_WHAT THE EXERCISE ASKS_: Copy each line in the data that includes the word "validated".

BEGIN DATASET CONTENT

PR #994, opened 2022-12-30
add workspace user add, list, update, and remove commands

sunkickr:
## Description

add workspace user list, update, and remove commands

## 🎟 Issue(s)

- https://github.com/astronomer/astro-cli/issues/995

## 🧪 Functional Testing

Testing manually 

## 📸 Screenshots

workspace user list
Screenshot 2022-12-30 at 9 11 28 AM

workspace user update
Screenshot 2022-12-30 at 9 12 14 AM

workspace user remove
Screenshot 2022-12-30 at 9 12 54 AM

## 📋 Checklist


cloud/user/user.go
```diff
@@ -225,3 +240,227 @@ func ListOrgUsers(out io.Writer, client astrocore.CoreClient) error {
...
+	}
+	resp, err := client.DeleteWorkspaceUserWithResponse(httpContext.Background(), ctx.OrganizationShortName, workspace, userID)
+	if err != nil {
+		return err
+	}
+	err = astrocore.NormalizeAPIError(resp.HTTPResponse, resp.Body)
+	if err != nil {
+		return err
+	}
+	fmt.Fprintf(out, "The workspace user %s was successfully removed from the workspace\n", email)
```
jemishp, line 464: nit 
```suggestion
	fmt.Fprintf(out, "The user %s was successfully removed from the workspace\n", email)
```

cmd/cloud/workspace.go
```diff
@@ -71,6 +147,47 @@ func workspaceSwitch(cmd *cobra.Command, out io.Writer, args []string) error {
 	return workspace.Switch(id, astroClient, out)
 }
 
+func addWorkspaceUsers(cmd *cobra.Command, args []string, out io.Writer) error {
+	var email string
+
+	// if an email was provided in the args we use it
+	if len(args) > 0 {
+		email = args[0]
```
jemishp, line 155: should this be lower cased and validated as an email before using it?

cmd/cloud/workspace.go
```diff
@@ -71,6 +147,47 @@ func workspaceSwitch(cmd *cobra.Command, out io.Writer, args []string) error {
...
+	cmd.SilenceUsage = true
+	return user.ListWorkspaceUsers(out, astroCoreClient, "")
+}
+
+func updateWorkspaceUsers(cmd *cobra.Command, args []string, out io.Writer) error {
+	var email string
+
+	// if an email was provided in the args we use it
+	if len(args) > 0 {
+		email = args[0]
```
jemishp, line 172: should this be lower cased and validated as an email before using it?

cmd/cloud/workspace.go
```diff
@@ -71,6 +147,47 @@ func workspaceSwitch(cmd *cobra.Command, out io.Writer, args []string) error {
...
+	cmd.SilenceUsage = true
+	return user.UpdateWorkspaceUserRole(email, role, "", out, astroCoreClient)
+}
+
+func removeWorkspaceUsers(cmd *cobra.Command, args []string, out io.Writer) error {
+	var email string
+
+	// if an email was provided in the args we use it
+	if len(args) > 0 {
+		email = args[0]
```
jemishp, line 184: should this be lower cased and validated as an email before using it?

cmd/cloud/workspace.go
```diff
@@ -52,6 +54,80 @@ func newWorkspaceSwitchCmd(out io.Writer) *cobra.Command {
...
+}
+
+func newWorkspaceUserAddCmd(out io.Writer) *cobra.Command {
+	cmd := &cobra.Command{
+		Use:   "add [email]",
+		Short: "Add a user to an Astro Workspace with a specific role",
+		Long: "Add a user to an Astro Workspace with a specific role\n$astro workspace user add [email] --role [WORKSPACE_MEMBER, " +
+			"WORKSPACE_BILLING_ADMIN, WORKSPACE_OWNER].",
+		RunE: func(cmd *cobra.Command, args []string) error {
+			return addWorkspaceUsers(cmd, args, out)
```
kushalmalani, line 81: Should these function name be singular..`addWorkspaceUser`, `updateWorkspaceUser`, `removeWorkspaceUser`

cloud/user/user.go
```diff
@@ -225,3 +240,227 @@ func ListOrgUsers(out io.Writer, client astrocore.CoreClient) error {
...
+	if email == "" {
+		user, err := selectUser(users, false)
+		userID = user.Id
+		email = user.Username
+		if err != nil {
+			return err
+		}
+	} else {
+		for i := range users {
+			if users[i].Username == email {
```
jemishp, line 274: Does case matter? Or should we lowercase `users[i].Username` before comparing it to `email`?

cloud/user/user.go
```diff
@@ -225,3 +240,227 @@ func ListOrgUsers(out io.Writer, client astrocore.CoreClient) error {
...
+				userID = users[i].Id
+			}
+		}
+	}
```
jemishp, line 455: Can we refactor this into its own method as it is duplicated in all three `AddWorkspaceUser`,  `UpdateWorkspaceUserRole` & `DeleteWorkspaceUser`?

cmd/cloud/workspace.go
```diff
@@ -71,6 +147,47 @@ func workspaceSwitch(cmd *cobra.Command, out io.Writer, args []string) error {
...
+	return user.ListWorkspaceUsers(out, astroCoreClient, "")
+}
+
+func updateWorkspaceUsers(cmd *cobra.Command, args []string, out io.Writer) error {
+	var email string
+
+	// if an email was provided in the args we use it
+	if len(args) > 0 {
+		email = args[0]
+	}
```
kushalmalani, line 173: Do we need to throw an error for else case. in a scenario where they do not pass email address?

cloud/user/user.go
```diff
@@ -130,27 +131,41 @@ func IsRoleValid(role string) error {
 	return ErrInvalidRole
 }
 
-func selectUser(users []astrocore.User) (astrocore.User, error) {
+func selectUser(users []astrocore.User, workspace bool) (astrocore.User, error) {
+	roleColumn := "ORGANIZATION ROLE"
+	if workspace {
+		roleColumn = "WORKSPACE ROLE"
+	}
```
jemishp, line 138: Do we need this header to be different for Org vs. workspace role when we print a list? What if the header was `ROLE` and the value has `ORGANIZATION_` or `WORKSPACE_` in it.

cmd/cloud/workspace.go
```diff
@@ -71,6 +147,47 @@ func workspaceSwitch(cmd *cobra.Command, out io.Writer, args []string) error {
...
+func removeWorkspaceUsers(cmd *cobra.Command, args []string, out io.Writer) error {
+	var email string
+
+	// if an email was provided in the args we use it
+	if len(args) > 0 {
+		email = args[0]
+	}
+
+	cmd.SilenceUsage = true
+	return user.DeleteWorkspaceUser(email, "", out, astroCoreClient)
```
kushalmalani, line 188: Call this function RemoveWorkspaceUser, since we are not deleting them from the system, but just removing them from a particular workspace

jemishp (changes requested):
Left some suggestions and comments. Looks good otherwise.

One question as I read through this PR: Would a `WORKSPACE_BILLING_ADMIN` be able to run `astro deploy` or `astro deployment` commands? Do we need to change other commands based on a user's Role?

cmd/cloud/workspace.go
sunkickr: It will ask you to pick from a list of users if an email is not provided. Like in deployment commands

cmd/cloud/workspace.go
sunkickr: okay sounds good

cmd/cloud/workspace.go
sunkickr: works for me

cloud/user/user.go
sunkickr: That makes sense

cloud/user/user.go
sunkickr: I thought specifying the type of role would be nice. Especially since we are already changing the table in other ways.

cmd/cloud/workspace.go
sunkickr: It seems that emails are always stored as lower case. Not sure if we need to validate as an email. if someone gives a non email the API will give an error

sunkickr:
@jemishp WORKSPACE_BILLING_ADMIN is actually the wrong role. I'll change it to WORKSPACE_EDITOR. Which commands work with which roles should all be controlled by the RBAC layer in the CLI

cloud/user/user.go
sunkickr: I think we should lowercase email but from what Iv seen everything in users[i].Username is already lower cased. I think the API does this when the user signs up

kushalmalani (approved):

jemishp (approved):
LGTM.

END DATASET CONTENT

_TASK OUTPUT_:
jemishp, line 155: should this be lower cased and validated as an email before using it?
jemishp, line 172: should this be lower cased and validated as an email before using it?
jemishp, line 184: should this be lower cased and validated as an email before using it?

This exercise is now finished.